This project explores and analyzes real-world datasets from the City of Chicago using SQL within a Jupyter Notebook. It was completed as the final project for Course 5 – Databases and SQL for Data Science with Python in the IBM Data Engineering Professional Certificate.
The analysis is performed using SQLite and %sql magic commands, combining Python and SQL to uncover insights about crime rates, public schools, and socioeconomic conditions in Chicago.

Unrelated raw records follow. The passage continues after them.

PR #1331, opened 2023-06-29
ci: run client examples in CI connect tests.

cpu:
We want to catch breakages in these client examples when they occur, but also don't want to run them during normal CI since they connect to external hosts and may occasionally flake.

This commit adds `simpleclient`, `limitedclient`, and `simple_0rtt_client` test runs to the `connect-tests.yml` CI configuration we run on a weekly basis.


ctz (approved):

djc:
Nice!

Issue #1332, opened 2023-06-29
Cannot work with BrainpoolP256r1 Key and Certificate


vbrandl:
I just tried executing the `tlsserver-mio` example using a BrainpoolP256r1 private key and certificate. The curve is listed in the [NamedCurve](https://docs.rs/rustls/latest/rustls/internal/msgs/enums/enum.NamedCurve.html#variant.brainpoolp256r1) enum.

When starting, the server panics:

```
$ cargo run -- --certs cert.pem --key key.pem http
    Finished dev [unoptimized + debuginfo] target(s) in 0.02s
     Running `target/debug/tlsproxy --certs cert.pem --key key.pem http`
thread 'main' panicked at 'bad certificates/private key: General("invalid private key")', src/main.rs:598:10
note: run with `RUST_BACKTRACE=1` environment variable to display a backtrace
```

Is this a bug or are there no plans to support brainpool keys? I could observe this in multiple languages: Java dropped support for brainpool and also golang cannot use the same key.

Attached you can find the test key.

[key_and_cert.zip](https://github.com/rustls/rustls/files/11906457/key_and_cert.zip)

ctz:
Yes, we don't support any brainpool curves, or explicitly-defined curves. Though I'm aware they are mandated by a bunch of German national security standards, they are -- as I understand it -- not cryptographically better than the NIST curves.

djc:
Might be useful to note that #1319 should eventually make it possible to support Brainpool curves with rustls (although someone would have to write an implementation for it).

cpu:
> The curve is listed in the [NamedCurve](https://docs.rs/rustls/latest/rustls/internal/msgs/enums/enum.NamedCurve.html#variant.brainpoolp256r1) enum.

- Create and connect to a SQLite database using Jupyter and SQL magic
- Import CSV datasets into pandas and persist them as relational tables in SQLite
- Perform SQL queries to extract insights using filtering, grouping, and aggregation
- Apply subqueries and joins to analyze relationships across datasets
- Investigate correlations between crime rates, community demographics, and school safety
| Category | Tools/Technologies |
|---|---|
| Languages | Python, SQL |
| Libraries | pandas, sqlite3, ipython-sql |
| Database | SQLite |
| Environment | Jupyter Notebook |
| File Formats | CSV |
-
Chicago Census Data
Socioeconomic indicators by community area (2008–2012)
Source -
Chicago Public Schools Progress Report Cards
Performance and safety data (2011–2012)
Source -
Chicago Crime Data
Reported crimes from 2001 to present
Source
Note: Cleaned and reduced versions of the datasets were provided by IBM for educational use.

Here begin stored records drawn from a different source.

PR #1334, opened 2023-06-30
Enable unit-test-like benchmarks

ctz:
Run these locally using:

```
$ RUSTFLAGS='--cfg=bench' cargo +nightly bench
```

The method of introducing a new `bench` build configuration is explained in https://github.com/RCasatta/qr_code/commit/c037ab97bfc55dd74e6fbe86581472e1f28b7773 and the odd use of `extern crate` is explained in https://doc.rust-lang.org/nightly/edition-guide/rust-2018/path-changes.html#an-exception

### DIFF
--- a/.github/workflows/build.yml
+++ b/.github/workflows/build.yml
@@ -135,7 +135,7 @@ jobs:
           done
 
   benchmarks:
-    name: Smoke-test benchmarks
+    name: Run benchmarks
     runs-on: ubuntu-20.04
     steps:
       - name: Checkout sources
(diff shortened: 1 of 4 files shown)


cpu (approved):
Thanks for linking to those extra resources from the PR description :+1: 

It's really nice to be able to sprinkle in benchmarks alongside the code under bench.

djc:
Might be able to get this to work on stable with bencher?

ctz:
> Might be able to get this to work on stable with bencher?

https://github.com/bluss/bencher/issues/3 sounds like you have to go without unit tests to have it work.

- Created a new SQLite database and established a connection using
%load_ext sql - Loaded three CSV files into pandas DataFrames
- Created corresponding tables in SQLite using pandas
.to_sql()method - Queried data using SQL operations:
- Filtering with
WHEREandLIKEclauses - Joining and grouping data across tables
- Using aggregation functions (
COUNT,AVG) - Writing subqueries to solve analytical problems
- Filtering with
- Answered 10 domain-specific questions involving:
- Crimes involving minors and children
- School safety scores grouped by type
- Community areas with high poverty and hardship
- Identifying the most crime-prone neighborhood
-- Total number of crimes
SELECT COUNT(*) FROM CHICAGO_CRIME_DATA;
-- Community areas with per capita income < $11,000
SELECT COMMUNITY_AREA_NAME, COMMUNITY_AREA_NUMBER
FROM CENSUS_DATA
WHERE PER_CAPITA_INCOME < 11000;
-- Crimes committed at school locations (distinct types)

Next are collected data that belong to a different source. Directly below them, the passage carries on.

Issue #1313, opened 2023-06-12
Randomise ClientHello extension ordering as client fingerprinting countermeasure


ctz:
https://chromestatus.com/feature/5124606246518784

GomesGoncalo:
Hi, I raised a PR for this, noticed there was a PR with some shortcomings and while this does not use rand as a dependency it doesn't fully address the other problems

PR #1336, opened 2023-07-01
feat: randomize ClientHello extensions

rushilmehra:
https://github.com/rustls/rustls/issues/1313

I doubt the solution will be this easy, but I'm opening this as a starting point for discussion. BoringSSL decided to implement this via a flag, and the randomization is applied per connection. This means that all ClientHellos sent on a connection will be consistent. Is this something we want to emulate? https://boringssl-review.googlesource.com/c/boringssl/+/48045 has more details

### DIFF
--- a/rustls/Cargo.toml
+++ b/rustls/Cargo.toml
@@ -17,6 +17,7 @@ rustversion = { version = "1.0.6", optional = true }
 
 [dependencies]
 log = { version = "0.4.4", optional = true }
+rand = "0.8.5"
 ring = "0.16.20"
 webpki = { package = "rustls-webpki", version = "0.100.0", features = ["alloc", "std"] }
 
--- a/rustls/src/client/hs.rs
+++ b/rustls/src/client/hs.rs
@@ -34,6 +34,9 @@ use crate::client::{tls13, ClientConfig, ServerName};
 use std::ops::Deref;
 use std::sync::Arc;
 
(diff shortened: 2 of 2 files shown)


ctz:
Thanks for this!

I think having each connection having a different extension order is great. But it needs to be consistent - at the moment I think the failing tests are due to the order differing between the initial `ClientHello` and subsequent retry (after a `HelloRetryRequest`). The extensions in the retry need to have the same value and order (with a small number of exceptions in 4.1.2 in RFC8446).

I also think we wouldn't want to take a dependency on `rand` for this.

rushilmehra:
Yeah in that case we'll want to emulate BoringSSL and pin some randomization scheme to the connection. I'll find a way to do this without the `rand` crate.

cpu:
@rushilmehra :wave: Is revisiting this PR based on Ctz's feedback still something you would be interested in tackling?

cpu:
I'm going to close this draft PR since it's not actively being worked on. It sounds like there are some larger design questions to figure out before diving into an implementation so I would propose creating an RFC issue to talk through those aspects as a good first step towards reviving this work when someone has the bandwidth to work on it.

Thanks for getting the ball rolling

rushilmehra:
Sounds good, thanks

ctz:
The rough route I see us going with this is via #1475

SELECT DISTINCT PRIMARY_TYPE
FROM CHICAGO_CRIME_DATA
WHERE LOCATION_DESCRIPTION LIKE '%SCHOOL%';- Riverdale had both the highest hardship index and highest percentage of households below the poverty line.
- Austin (Community Area 25) was the most crime-prone area in the dataset.
- Safety scores varied across school types, with high schools and elementary schools showing similar average ratings.
SQL_Chicago_Data_Analysis_Project/
├── README.md # Project overview and instructions
├── data/
│ ├── ChicagoCensusData.csv # Socioeconomic data by community area
│ ├── ChicagoCrimeData.csv # Crime records
│ └── ChicagoPublicSchools.csv # School performance and safety scores
├── images/ # Screenshots of database setup and SQL query results
│ ├── low_income_areas.png # Community areas with low per capita income (Problem 2)
│ ├── most_crime_prone_area.png # Area with the highest crime count using a subquery (Problem 10)
│ ├── school_crimes_summary.png # Types of crimes reported at school locations (Problem 5)
│ ├── table_creation_and_database_setup.png # Creating SQLite DB and loading tables using pandas and df.to_sql()
│ └── total_crimes_count.png # Total number of crimes in the dataset (Problem 1)
├── notebook/
│ └── SQL_Chicago_Data_Analysis_Project.ipynb # Final notebook with all tasks and query outputs
This project was completed as part of the IBM Data Engineering Professional Certificate and is intended for educational use.